Start of GIVEN MATERIAL
Issue #3472, opened 2025-02-05
[MU] Improve reading mail on small screen with attachments


chibenwa:
https://github.com/user-attachments/assets/b1380eac-a0a7-4081-8770-76b7c1de8573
End of GIVEN MATERIAL
EXERCISE PROMPT: To answer, copy each line from the material above that has the word "attachments".

OUTPUT BELOW:
[MU] Improve reading mail on small screen with attachments
https://github.com/user-attachments/assets/b1380eac-a0a7-4081-8770-76b7c1de8573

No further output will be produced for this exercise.